→ **What you should do**
Filter the material below down to the lines with the word "apply" and give those lines.

→ **Data supplied**
:::
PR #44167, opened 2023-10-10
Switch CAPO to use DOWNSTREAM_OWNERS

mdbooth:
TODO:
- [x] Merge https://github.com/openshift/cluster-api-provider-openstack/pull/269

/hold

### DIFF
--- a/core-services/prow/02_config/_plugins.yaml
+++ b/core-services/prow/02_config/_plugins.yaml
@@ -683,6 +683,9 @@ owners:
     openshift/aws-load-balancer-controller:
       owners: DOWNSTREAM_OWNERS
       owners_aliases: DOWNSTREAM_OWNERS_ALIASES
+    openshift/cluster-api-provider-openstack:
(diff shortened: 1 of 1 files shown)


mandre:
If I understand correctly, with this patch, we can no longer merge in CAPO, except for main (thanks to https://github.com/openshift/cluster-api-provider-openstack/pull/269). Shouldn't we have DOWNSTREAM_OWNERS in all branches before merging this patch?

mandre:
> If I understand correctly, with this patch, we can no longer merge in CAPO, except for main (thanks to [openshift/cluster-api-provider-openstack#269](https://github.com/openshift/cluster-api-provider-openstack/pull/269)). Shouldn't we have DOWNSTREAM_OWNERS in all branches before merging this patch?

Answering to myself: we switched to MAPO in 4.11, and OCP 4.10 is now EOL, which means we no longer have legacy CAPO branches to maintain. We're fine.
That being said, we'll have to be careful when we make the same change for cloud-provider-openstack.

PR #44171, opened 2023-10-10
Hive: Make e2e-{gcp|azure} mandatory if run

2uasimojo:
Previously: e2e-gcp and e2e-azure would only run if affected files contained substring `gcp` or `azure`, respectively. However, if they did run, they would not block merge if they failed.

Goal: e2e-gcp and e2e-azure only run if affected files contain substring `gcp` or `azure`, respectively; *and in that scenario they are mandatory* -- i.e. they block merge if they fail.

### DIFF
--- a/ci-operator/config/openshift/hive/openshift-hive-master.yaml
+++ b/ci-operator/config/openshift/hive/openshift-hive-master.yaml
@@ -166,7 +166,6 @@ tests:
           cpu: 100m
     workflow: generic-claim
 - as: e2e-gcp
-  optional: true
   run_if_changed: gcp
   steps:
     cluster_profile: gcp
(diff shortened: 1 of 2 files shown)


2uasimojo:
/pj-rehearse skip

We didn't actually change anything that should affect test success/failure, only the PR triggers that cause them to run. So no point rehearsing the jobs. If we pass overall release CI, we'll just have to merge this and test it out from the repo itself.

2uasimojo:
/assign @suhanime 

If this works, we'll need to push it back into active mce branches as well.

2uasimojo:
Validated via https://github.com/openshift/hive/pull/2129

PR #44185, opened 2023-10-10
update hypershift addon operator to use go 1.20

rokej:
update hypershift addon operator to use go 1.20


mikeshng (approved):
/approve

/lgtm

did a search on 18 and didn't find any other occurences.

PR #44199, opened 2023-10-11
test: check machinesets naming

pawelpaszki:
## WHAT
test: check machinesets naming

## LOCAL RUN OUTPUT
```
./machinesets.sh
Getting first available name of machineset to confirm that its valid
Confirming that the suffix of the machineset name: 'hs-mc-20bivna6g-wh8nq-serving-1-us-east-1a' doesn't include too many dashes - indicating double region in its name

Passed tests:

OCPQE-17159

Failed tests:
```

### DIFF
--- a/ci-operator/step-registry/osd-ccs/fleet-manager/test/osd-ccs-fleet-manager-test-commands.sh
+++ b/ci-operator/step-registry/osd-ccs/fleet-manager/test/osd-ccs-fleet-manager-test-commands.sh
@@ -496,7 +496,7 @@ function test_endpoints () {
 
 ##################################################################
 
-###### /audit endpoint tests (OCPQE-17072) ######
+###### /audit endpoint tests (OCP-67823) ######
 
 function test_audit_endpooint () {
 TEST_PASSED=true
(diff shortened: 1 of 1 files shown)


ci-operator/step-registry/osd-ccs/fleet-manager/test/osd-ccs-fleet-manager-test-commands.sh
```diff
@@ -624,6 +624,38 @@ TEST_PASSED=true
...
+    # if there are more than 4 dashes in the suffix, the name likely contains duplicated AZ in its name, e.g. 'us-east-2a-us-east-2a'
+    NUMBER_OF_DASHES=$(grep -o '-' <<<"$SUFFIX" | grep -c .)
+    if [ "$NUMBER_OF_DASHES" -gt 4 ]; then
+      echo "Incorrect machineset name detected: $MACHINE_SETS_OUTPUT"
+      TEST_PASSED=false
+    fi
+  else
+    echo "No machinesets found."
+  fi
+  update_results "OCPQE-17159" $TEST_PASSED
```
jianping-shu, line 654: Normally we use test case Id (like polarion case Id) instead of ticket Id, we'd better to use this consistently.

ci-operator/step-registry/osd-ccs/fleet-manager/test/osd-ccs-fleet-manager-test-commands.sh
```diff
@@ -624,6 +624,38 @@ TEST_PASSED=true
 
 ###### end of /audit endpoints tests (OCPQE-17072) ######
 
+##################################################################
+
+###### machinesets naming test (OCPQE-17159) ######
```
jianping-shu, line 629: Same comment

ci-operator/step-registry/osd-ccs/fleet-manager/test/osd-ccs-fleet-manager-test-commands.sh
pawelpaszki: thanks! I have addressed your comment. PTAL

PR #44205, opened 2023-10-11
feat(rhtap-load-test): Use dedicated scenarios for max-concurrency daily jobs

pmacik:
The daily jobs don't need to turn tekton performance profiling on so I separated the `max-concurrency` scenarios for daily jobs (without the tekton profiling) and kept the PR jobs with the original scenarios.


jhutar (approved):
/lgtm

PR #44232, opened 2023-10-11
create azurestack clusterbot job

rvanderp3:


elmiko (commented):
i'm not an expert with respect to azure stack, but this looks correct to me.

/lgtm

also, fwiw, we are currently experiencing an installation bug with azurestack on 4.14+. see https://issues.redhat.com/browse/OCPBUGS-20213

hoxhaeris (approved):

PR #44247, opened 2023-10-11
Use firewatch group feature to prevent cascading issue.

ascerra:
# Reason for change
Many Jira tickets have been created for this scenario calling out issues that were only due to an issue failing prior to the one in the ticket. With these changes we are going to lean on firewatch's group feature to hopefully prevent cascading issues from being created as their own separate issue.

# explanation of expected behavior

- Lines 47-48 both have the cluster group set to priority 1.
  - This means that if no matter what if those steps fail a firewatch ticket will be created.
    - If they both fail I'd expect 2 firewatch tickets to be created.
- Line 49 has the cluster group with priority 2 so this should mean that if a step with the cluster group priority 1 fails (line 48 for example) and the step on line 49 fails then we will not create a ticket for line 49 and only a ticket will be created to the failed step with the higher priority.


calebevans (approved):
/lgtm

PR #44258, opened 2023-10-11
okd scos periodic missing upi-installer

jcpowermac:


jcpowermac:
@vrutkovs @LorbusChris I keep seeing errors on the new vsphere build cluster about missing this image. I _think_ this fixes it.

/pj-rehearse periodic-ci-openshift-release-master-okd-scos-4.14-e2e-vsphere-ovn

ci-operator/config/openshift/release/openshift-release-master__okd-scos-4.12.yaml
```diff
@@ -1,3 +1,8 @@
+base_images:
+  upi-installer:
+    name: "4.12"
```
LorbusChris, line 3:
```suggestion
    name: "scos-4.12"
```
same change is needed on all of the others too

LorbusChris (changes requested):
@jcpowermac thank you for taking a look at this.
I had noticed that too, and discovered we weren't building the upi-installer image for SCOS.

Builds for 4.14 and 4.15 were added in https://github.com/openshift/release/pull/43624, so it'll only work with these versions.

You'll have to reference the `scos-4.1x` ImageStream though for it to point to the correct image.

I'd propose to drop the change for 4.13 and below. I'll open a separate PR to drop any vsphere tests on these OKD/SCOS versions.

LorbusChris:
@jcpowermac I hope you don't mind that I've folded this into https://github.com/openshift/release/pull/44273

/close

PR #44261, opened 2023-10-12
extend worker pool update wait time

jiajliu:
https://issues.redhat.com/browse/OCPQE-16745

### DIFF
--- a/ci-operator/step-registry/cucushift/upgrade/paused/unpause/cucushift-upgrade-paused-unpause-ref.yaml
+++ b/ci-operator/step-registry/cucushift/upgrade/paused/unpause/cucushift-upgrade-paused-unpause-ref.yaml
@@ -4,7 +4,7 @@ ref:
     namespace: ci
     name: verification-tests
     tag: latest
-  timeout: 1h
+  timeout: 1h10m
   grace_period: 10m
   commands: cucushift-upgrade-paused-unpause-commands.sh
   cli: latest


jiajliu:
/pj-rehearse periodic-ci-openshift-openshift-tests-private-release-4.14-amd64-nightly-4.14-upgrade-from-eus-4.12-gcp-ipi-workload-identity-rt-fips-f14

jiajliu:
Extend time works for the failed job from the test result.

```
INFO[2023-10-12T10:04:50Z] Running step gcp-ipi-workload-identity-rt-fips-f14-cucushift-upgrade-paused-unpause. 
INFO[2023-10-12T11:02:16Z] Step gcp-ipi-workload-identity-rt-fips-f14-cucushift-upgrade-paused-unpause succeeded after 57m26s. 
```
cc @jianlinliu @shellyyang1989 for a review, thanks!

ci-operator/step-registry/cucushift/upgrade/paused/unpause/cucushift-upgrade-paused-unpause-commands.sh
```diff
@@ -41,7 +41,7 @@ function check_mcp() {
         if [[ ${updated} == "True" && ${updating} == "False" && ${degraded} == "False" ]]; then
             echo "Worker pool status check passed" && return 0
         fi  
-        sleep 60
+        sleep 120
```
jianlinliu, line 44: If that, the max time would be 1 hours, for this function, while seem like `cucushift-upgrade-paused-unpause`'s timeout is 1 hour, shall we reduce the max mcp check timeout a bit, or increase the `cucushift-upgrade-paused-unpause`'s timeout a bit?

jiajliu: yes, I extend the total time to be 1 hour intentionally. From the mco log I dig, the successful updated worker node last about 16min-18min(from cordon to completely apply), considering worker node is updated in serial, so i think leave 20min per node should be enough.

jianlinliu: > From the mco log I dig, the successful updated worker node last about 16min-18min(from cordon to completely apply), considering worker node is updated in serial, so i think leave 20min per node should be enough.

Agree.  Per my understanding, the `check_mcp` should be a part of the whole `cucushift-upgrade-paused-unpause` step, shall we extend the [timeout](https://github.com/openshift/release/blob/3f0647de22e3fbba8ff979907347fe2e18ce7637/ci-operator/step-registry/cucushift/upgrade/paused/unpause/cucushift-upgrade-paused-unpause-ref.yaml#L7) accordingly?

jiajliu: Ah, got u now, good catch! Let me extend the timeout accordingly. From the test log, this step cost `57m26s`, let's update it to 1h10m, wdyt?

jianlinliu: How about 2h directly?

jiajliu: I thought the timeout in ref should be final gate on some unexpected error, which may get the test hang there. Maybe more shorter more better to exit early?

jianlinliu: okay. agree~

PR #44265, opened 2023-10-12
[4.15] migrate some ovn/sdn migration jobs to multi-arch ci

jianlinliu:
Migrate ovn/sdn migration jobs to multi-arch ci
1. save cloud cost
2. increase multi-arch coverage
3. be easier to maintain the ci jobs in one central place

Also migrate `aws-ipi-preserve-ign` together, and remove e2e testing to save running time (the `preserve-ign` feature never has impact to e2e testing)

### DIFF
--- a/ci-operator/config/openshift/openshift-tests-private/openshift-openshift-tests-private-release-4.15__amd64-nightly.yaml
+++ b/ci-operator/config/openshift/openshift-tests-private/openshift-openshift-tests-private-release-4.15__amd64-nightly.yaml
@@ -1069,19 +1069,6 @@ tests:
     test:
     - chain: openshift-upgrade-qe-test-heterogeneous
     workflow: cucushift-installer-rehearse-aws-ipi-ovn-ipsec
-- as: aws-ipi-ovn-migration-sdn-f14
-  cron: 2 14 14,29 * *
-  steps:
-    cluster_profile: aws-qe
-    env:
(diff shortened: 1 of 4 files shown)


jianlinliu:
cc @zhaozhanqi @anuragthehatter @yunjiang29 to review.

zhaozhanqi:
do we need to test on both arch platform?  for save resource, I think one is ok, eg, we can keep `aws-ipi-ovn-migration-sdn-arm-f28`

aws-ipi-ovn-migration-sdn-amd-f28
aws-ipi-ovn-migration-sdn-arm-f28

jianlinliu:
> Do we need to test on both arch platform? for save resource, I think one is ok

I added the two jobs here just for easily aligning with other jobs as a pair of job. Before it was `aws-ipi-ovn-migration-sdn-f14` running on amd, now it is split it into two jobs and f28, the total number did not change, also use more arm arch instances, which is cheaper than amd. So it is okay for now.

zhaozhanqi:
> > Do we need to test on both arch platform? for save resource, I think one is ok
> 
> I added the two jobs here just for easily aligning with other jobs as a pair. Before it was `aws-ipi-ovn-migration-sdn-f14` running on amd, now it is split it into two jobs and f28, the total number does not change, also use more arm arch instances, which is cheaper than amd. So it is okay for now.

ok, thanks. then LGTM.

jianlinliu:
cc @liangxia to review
:::
→ **Response**
jiajliu: yes, I extend the total time to be 1 hour intentionally. From the mco log I dig, the successful updated worker node last about 16min-18min(from cordon to completely apply), considering worker node is updated in serial, so i think leave 20min per node should be enough.
jianlinliu: > From the mco log I dig, the successful updated worker node last about 16min-18min(from cordon to completely apply), considering worker node is updated in serial, so i think leave 20min per node should be enough.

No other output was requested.